▶ **Task**
Using the lines below, work out the count of those that hold "explicit". Give the number only.

# # #

PR #2650, opened 2026-02-02
dekaf: fix `OffsetFetch` during leader epoch migration

jshearer:
## Problem

While canarying #2497, I noticed some unexpected consumer behavior that looked like a backfill. No backfills were triggered, so I started looking for a bug, and found this.

The context is that #2497 includes a migration that changes the way we map topic names into upstream Kafka topic names for the purposes of serving group management APIs. Specifically, we must now include the leader epoch (materialization binding backfill counter) as part of the topic name, as any committed offsets with one epoch are meaningless in the context of another. 

In order to avoid this exact problem of consumers needing to start over from the beginning, I implemented logic to fall back to the previous topic name mapping in the event that an `OffsetFetch` request found no committed offsets for the requested topic/partition. The bug is that these requests can contain multiple topic/partitions to fetch offsets for, and it would only fall back to looking up "legacy" offsets if _none_ of the requested topic/partitions come back using the new mapping. If even one does, then all the other topic/partitions that haven't been committed yet will show as `committed_offset=-1`, which causes the consumer to apply its `auto.offset.reset` logic and start over.

## Fix
In `crates/dekaf/src/session.rs`, refactored `Session::offset_fetch` to perform fallback fetching per requested topic. I feel like it's actually much easier to follow now as well.
- Query epoch-qualified offsets first.
- If any are missing (`error_code == 0` and `committed_offset == -1`), also query for offsets using the old topic name mapping.
- Merge responses together rather than being all-or-nothing

This prevents offsets from being reported as uncommitted if they haven't been committed yet under the new mapping and others have, avoiding the consumer reset behavior observed after the rollout.
## Tests
`crates/dekaf/tests/e2e/consumer_group.rs` updates `test_offset_fetch_legacy_fallback` with `crates/dekaf/tests/e2e/fixtures/two_topics.flow.yaml` to simulate partial migration, including directly interacting with the test Kafka broker to set up the proper scenario:
- `topic_a` has an epoch-qualified committed offset.
- `topic_b` has only a legacy committed offset.
- A single explicit-topics OffsetFetch must return both offsets.

Before the fix is applied, the test fails showing the unexpected committed offset of `-1`:
```
[ci:dekaf-e2e]  Nextest run ID aafd2f6d-abe1-4521-b8dd-38fe1fcbedd8 with nextest profile: dekaf-e2e
[ci:dekaf-e2e]     Starting 1 test across 1 binary (16 tests and 3 binaries skipped, including 3 binaries via profile.dekaf-e2e.default-filter)
[ci:dekaf-e2e]        START (1/1) dekaf::e2e consumer_group::test_offset_fetch_legacy_fallback
[ci:dekaf-e2e]
[ci:dekaf-e2e] running 1 test
[ci:dekaf-e2e] 2026-02-02T20:19:50.388500Z  INFO e2e::harness: Setting up test environment namespace=test/dekaf/legacy_fallback/d4e4
[ci:dekaf-e2e] 2026-02-02T20:19:54.450455Z  INFO e2e::harness: Publish succeeded
[ci:dekaf-e2e] 2026-02-02T20:19:54.450475Z  INFO e2e::harness: Waiting for shard to become primary task_name=test/dekaf/legacy_fallback/d4e4/source_ingest
[ci:dekaf-e2e]
[ci:dekaf-e2e] thread 'consumer_group::test_offset_fetch_legacy_fallback' (2684572) panicked at crates/dekaf/tests/e2e/consumer_group.rs:314:5:
[ci:dekaf-e2e] assertion `left == right` failed: expected topic_b to fall back to legacy committed offset 7
[ci:dekaf-e2e]   left: -1
[ci:dekaf-e2e]  right: 7
[ci:dekaf-e2e] note: run with `RUST_BACKTRACE=1` environment variable to display a backtrace
[ci:dekaf-e2e] test consumer_group::test_offset_fetch_legacy_fallback ... FAILED
[ci:dekaf-e2e]
[ci:dekaf-e2e] failures:
[ci:dekaf-e2e]
[ci:dekaf-e2e] failures:
[ci:dekaf-e2e]     consumer_group::test_offset_fetch_legacy_fallback
[ci:dekaf-e2e]
[ci:dekaf-e2e] test result: FAILED. 0 passed; 1 failed; 0 ignored; 0 measured; 16 filtered out; finished in 18.54s
[ci:dekaf-e2e]
[ci:dekaf-e2e]         FAIL [  18.541s] (1/1) dekaf::e2e consumer_group::test_offset_fetch_legacy_fallback
[ci:dekaf-e2e]   Cancelling due to test failure:
[ci:dekaf-e2e] ────────────
[ci:dekaf-e2e]      Summary [  18.541s] 1 test run: 0 passed, 1 failed, 16 skipped
[ci:dekaf-e2e]         FAIL [  18.541s] (1/1) dekaf::e2e consumer_group::test_offset_fetch_legacy_fallback
[ci:dekaf-e2e] error: test run failed
```
---
**Note:** This branch also includes a couple more e2e tests for consumer group API behavior. I decided to roll #2597 into this PR to make reviewing easier:

- Add consumer-group behavior coverage:
  - Commit and resume with a stable `group.id` (rdkafka), including committed-offset readback
  - `Metadata` and `OffsetCommit` error mapping for unknown topics (`UnknownTopicOrPartition`)
  - `OffsetFetch` behavior for never-committed groups (committed_offset = -1, committed_leader_epoch = -1)
- Collection reset behavior:
  - After a collection reset, OffsetFetch does not return offsets committed under the prior epoch

### DIFF
--- a/crates/dekaf/src/session.rs
+++ b/crates/dekaf/src/session.rs
@@ -6,6 +6,7 @@ use crate::{
 };
 use anyhow::{Context, bail};
 use bytes::{Buf, BufMut, Bytes, BytesMut};
+use itertools::Itertools;
 use kafka_protocol::{
     error::{ParseResponseErrorCode, ResponseError},
     messages::{
@@ -1929,7 +1930,7 @@ impl Session {
     #[instrument(skip_all, fields(group=?req.group_id))]
     pub async fn offset_fetch(
         &mut self,
-        mut req: messages::OffsetFetchRequest,
+        req: messages::OffsetFetchRequest,
         header: RequestHeader,
     ) -> anyhow::Result<messages::OffsetFetchResponse> {
         let redirect_response = messages::OffsetFetchResponse::default().with_topics(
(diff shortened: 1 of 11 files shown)


crates/dekaf/src/session.rs
```diff
@@ -1929,7 +1930,7 @@ impl Session {
     #[instrument(skip_all, fields(group=?req.group_id))]
     pub async fn offset_fetch(
```
jshearer, line 1931: Sorry about the large diff in this function, I've been wanting to clean it up and haven't been confident that doing so won't break its behavior until now.

crates/dekaf/src/session.rs
```diff
@@ -1955,152 +1956,179 @@ impl Session {
...
-            {
-                Ok(statuses) => Some(statuses),
-                Err(e) if Self::is_redirect_error(&e) => return Ok(redirect_response),
-                Err(e) => return Err(e),
-            }
+        let mut requested_topics = if let Some(topics) = req.topics.clone() {
+            topics
         } else {
-            None
+            // We don't currently support fetching all topics' offsets.
```
jshearer, line 1962: Just making this condition explicit as previously it was implicit

crates/dekaf/src/session.rs
```diff
@@ -1955,152 +1956,179 @@ impl Session {
...
+        let collection_statuses = match self
+            .fetch_collections(requested_topics.iter().map(|topic| &topic.name))
+            .await
+        {
+            Ok(statuses) => statuses,
+            Err(e) if Self::is_redirect_error(&e) => return Ok(redirect_response),
+            Err(e) => return Err(e),
+        };
+
+        // Check for NotFound/NotReady collections - return per-topic errors and remove from fetch list
```
jshearer, line 1976: The previous logic would error all-or-nothing if even one collection was in the NotReady state, now we return specific errors and keep processing the rest of the requested topics

crates/dekaf/src/session.rs
```diff
@@ -1955,152 +1956,179 @@ impl Session {
...
-        if let Some(ref mut topics) = fallback_req.topics {
-            for topic in topics.iter_mut() {
-                let decrypted = self.decrypt_topic_name(topic.name.clone())?;
-                topic.name = self.encrypt_topic_name(decrypted, None)?;
-            }
-        }
+        // The upgrade path can result in a partially-migrated state where some partitions
+        // have an epoch-qualified committed offset while others still only have a committed
+        // offset from before the migration. Fetch legacy offsets for topics that need them.
+        let (topics_needing_fallback, topics_with_epoch_qualified_offset): (Vec<_>, Vec<_>) =
```
psFried, line 2052: We're able to remove this logic as soon as all existing tasks are migrated, yeah?

psFried (approved):
I love seeing all that new test coverage ❤️ LGTM

crates/dekaf/src/session.rs
jshearer: Yep 👍

PR #2651, opened 2026-02-03
Add GraphQL query for storage mappings

GregorShear:
**Description:**

Adds a new `storageMappings` GraphQL query endpoint that allows users to fetch storage mapping configurations for their catalog prefixes.

Strips the internal `collection-data/` suffix from store prefixes before returning to users, matching the format they originally provided when creating the mapping

```gql
query {
  storageMappings(by:  {
     exactPrefixes: ["gregCo/"]
  }) {
    edges {
      node {
        catalogPrefix
        detail
        storage
        userCapability
      }
    }
  }
}
```

```json
{
  "data": {
    "storageMappings": {
      "edges": [
        {
          "node": {
            "catalogPrefix": "gregCo/",
            "detail": "applied via directive",
            "storage": {
              "stores": [
                {
                  "provider": "GCS",
                  "bucket": "estuary-trial",
                  "prefix": ""
                }
              ],
              "data_planes": [
                "ops/dp/public/local-cluster"
              ]
            },
            "userCapability": "admin"
          }
        }
      ]
    }
  }
}
```

```json
{
  "data": null,
  "errors": [
    {
      "message": "PermissionDenied: test@example.com is not authorized to read catalog prefix 'acmeCo/'",
      "locations": [
        {
          "line": 2,
          "column": 3
        }
      ],
      "path": [
        "storageMappings"
      ]
    }
  ]
}
```

### DIFF
--- a/crates/control-plane-api/src/server/public/graphql/storage_mappings.rs
+++ b/crates/control-plane-api/src/server/public/graphql/storage_mappings.rs
@@ -201,7 +201,7 @@ impl StorageMappingsMutation {
             r#"
             SELECT catalog_name
             FROM live_specs
-            WHERE starts_with(catalog_name, $1)
+            WHERE catalog_name ^@ $1
             AND spec IS NOT NULL
             LIMIT 5
             "#,
@@ -571,7 +571,6 @@ impl StorageMappingsQuery {
 
         // Verify user has read capability to the queried prefixes.
         let claims = env.claims()?;
-        let user_email = claims.email.as_deref().unwrap_or("user");
 
         let prefixes_to_check: Vec<&models::Prefix> = if let Some(ref prefix) = under_prefix {
             vec![prefix]
@@ -579,22 +578,13 @@ impl StorageMappingsQuery {
             exact_prefixes.iter().collect()
         };
 
-        for prefix in prefixes_to_check {
-            let policy_result = if tables::UserGrant::is_authorized(
-                &env.snapshot().role_grants,
-                &env.snapshot().user_grants,
-                claims.sub,
-                prefix,
-                models::Capability::Read,
-            ) {
-                Ok((None, ()))
-            } else {
-                Err(tonic::Status::permission_denied(format!(
-                    "{user_email} is not authorized to read catalog prefix '{prefix}'",
-                )))
-            };
-            env.authorization_outcome(policy_result).await?;
-        }
+        let policy_result = crate::server::evaluate_names_authorization(
+            &env.snapshot(),
+            claims,
+            models::Capability::Read,
+            prefixes_to_check,
+        );
+        env.authorization_outcome(policy_result).await?;
 
         let (rows, has_prev, has_next) =
             connection::query_with::<String, _, _, _, async_graphql::Error>(
@@ -703,10 +693,10 @@ async fn fetch_storage_mappings_after(
             detail,
             spec as "spec!: crate::TextJson<models::StorageDef>"
         FROM storage_mappings
-        WHERE NOT starts_with(catalog_prefix, 'recovery/')
+        WHERE NOT catalog_prefix ^@ 'recovery/'
         AND (
             catalog_prefix::text = any($1::text[])
-            OR ($2::text IS NOT NULL AND starts_with(catalog_prefix, $2::text))
+            OR ($2::text IS NOT NULL AND catalog_prefix ^@ $2::text)
         )
         AND ($3::text IS NULL OR catalog_prefix > $3::text)
         ORDER BY catalog_prefix ASC
@@ -737,8 +727,6 @@ async fn fetch_storage_mappings_before(
     before: Option<&str>,
     limit: i64,
 ) -> anyhow::Result<Vec<StorageMappingRow>> {
-    // TODO: Greg is skeptical about this _catalog_name workaround - investigate further.
-
     // Convert to plain strings to avoid sqlx encoding as `_catalog_name` domain array,
     // which would trigger domain constraint validation on bind.
     let exact_prefixes: Vec<String> = exact_prefixes.iter().map(|p| p.to_string()).collect();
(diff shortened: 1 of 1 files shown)


crates/control-plane-api/src/server/public/graphql/storage_mappings.rs
```diff
@@ -485,3 +489,294 @@ fn resolve_data_planes<'s>(
...
+                prefix,
+                models::Capability::Read,
+            ) {
+                Ok((None, ()))
+            } else {
+                Err(tonic::Status::permission_denied(format!(
+                    "{user_email} is not authorized to read catalog prefix '{prefix}'",
+                )))
+            };
+            env.authorization_outcome(policy_result).await?;
```
GregorShear: Just want to verify that it makes sense to call `authorization_outcome` after throwing the formatted `permission_denied` error...

Doesn't `authorization_outcome` handle the case where permission is denied at first so we wait for a fresh snapshot?

crates/control-plane-api/src/server/public/graphql/storage_mappings.rs
```diff
@@ -485,3 +489,294 @@ fn resolve_data_planes<'s>(
...
+        r#"
+        SELECT
+            catalog_prefix as "catalog_prefix!: String",
+            detail,
+            spec as "spec!: crate::TextJson<models::StorageDef>"
+        FROM storage_mappings
+        WHERE NOT starts_with(catalog_prefix, 'recovery/')
+        AND (
+            catalog_prefix::text = any($1::text[])
+            OR ($2::text IS NOT NULL AND starts_with(catalog_prefix, $2::text))
```
psFried: We've been bitten by `starts_with` in the past, where we've seen that it won't use an index with `starts_with`. But it will use the index if you use the diabolically obfuscated equivalent `catalog_prefix ^@ $2`. This is contrary to the postgres docs, but it caused an outage, so we always just use `^@` now.

crates/control-plane-api/src/server/public/graphql/storage_mappings.rs
psFried: Yeah, but I think this ought to use [`evaluate_names_authorization`](https://github.com/estuary/flow/blob/285a556795cc147e54d90e4ffed8bcd88c02f4dd/crates/control-plane-api/src/server/mod.rs#L66) once for all the prefixes, followed by a single `authorization_outcome` call.

And yeah, the `authorization_outcome` handles everything around snapshot refreshes and retries and such.

crates/control-plane-api/src/server/public/graphql/storage_mappings.rs
```diff
@@ -485,3 +489,294 @@ fn resolve_data_planes<'s>(
...
+}
+
+async fn fetch_storage_mappings_before(
+    db: &sqlx::PgPool,
+    exact_prefixes: &[models::Prefix],
+    under_prefix: Option<&models::Prefix>,
+    before: Option<&str>,
+    limit: i64,
+) -> anyhow::Result<Vec<StorageMappingRow>> {
+    // TODO: Greg is skeptical about this _catalog_name workaround - investigate further.
```
psFried: still todo?

crates/control-plane-api/src/server/public/graphql/storage_mappings.rs
```diff
@@ -485,3 +489,294 @@ fn resolve_data_planes<'s>(
...
+/// Input type for querying storage mappings.
+#[derive(Debug, Clone, async_graphql::InputObject)]
+pub struct StorageMappingsBy {
+    /// Fetch storage mappings by exact catalog prefixes.
+    /// At least one of `exactPrefixes` or `underPrefix` must be provided.
+    pub exact_prefixes: Option<Vec<models::Prefix>>,
+    /// Fetch all storage mappings under this prefix pattern.
+    /// For example, "acmeCo/" returns mappings for "acmeCo/", "acmeCo/team-a/", etc.
+    /// At least one of `exactPrefixes` or `underPrefix` must be provided.
+    pub under_prefix: Option<models::Prefix>,
```
psFried, line 506: I like the clarity of the names here. Elsewhere in the schema we call this one `prefix`, and I'm wondering whether it's worth doing so here, or if we should consider using a more explicit `underPrefix` or `prefixedBy` more universally.

crates/control-plane-api/src/server/public/graphql/storage_mappings.rs
GregorShear: oh ... yeah, this todo eventually led me to the question "should we even be using `models::Prefix` on the input params?"

I notice the alerts endpoints are just using `prefix: String` [here](https://github.com/estuary/flow/blob/1d75158d1b9c15a37adda32647ec06a5b3144983/crates/control-plane-api/src/server/public/graphql/alerts.rs#L12)

crates/control-plane-api/src/server/public/graphql/storage_mappings.rs
GregorShear: Oh yeah, I debated whether or not to stick to the convention, but honestly I think `prefix` is so overloaded that I'd welcome any disambiguation

crates/control-plane-api/src/server/public/graphql/storage_mappings.rs
GregorShear: Ahhh right, i'll make this change.

(and my confusion was that the error is assigned to `policy_result`, not actually thrown before calling `authorization_outcome` ... cool )

crates/control-plane-api/src/server/public/graphql/storage_mappings.rs
psFried: I think probably I should just change the alerts endpoint to use a `models::Prefix`, and we should use that consistently. My reasoning being that `Prefix` then shows up in the graphql schema and has a description saying what it is, and hopefully adds clarity. TBH I'd probably trust your opinion more than my own regarding how much clarity is actually added, so please push back if you feel differently.

There's a `models::Name`, too, which we could be using instead of strings in some types.

I have mixed feelings on whether those types are actually worth using. IMHO, `Prefix` and `Name` feel like a little more trouble than they're worth, outside the context of a public-facing schema. There aren't borrowed variants of them, so we end up just using `&str` a lot, anyway. And in `models::Catalog` and `tables`, we actually don't even use `Name`, but instead use separate string wrapper types for each `Collection`, `Capture`, `Materialization`, and `Test` 🤢 

So I'll propose the following:
- We always use `Prefix` or `Name` in our graphql schema
- In code, we continue to use `&str` whenever we can
- If we need owned variants, we use `Prefix` or `Name` when it's guaranteed to be one or the other
- Use `String` when we need an owned variant that can represent _either_ a `Name` or a `Prefix`

WDYT?

crates/control-plane-api/src/server/public/graphql/storage_mappings.rs
psFried: Sounds good. Maybe we try to use `underPrefix` consistently then? There's a few places that would need updated, but I feel like now's our best chance to try to make it consistent.

psFried (approved):
LGTM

# # #

▶ **Solution to the exercise**
3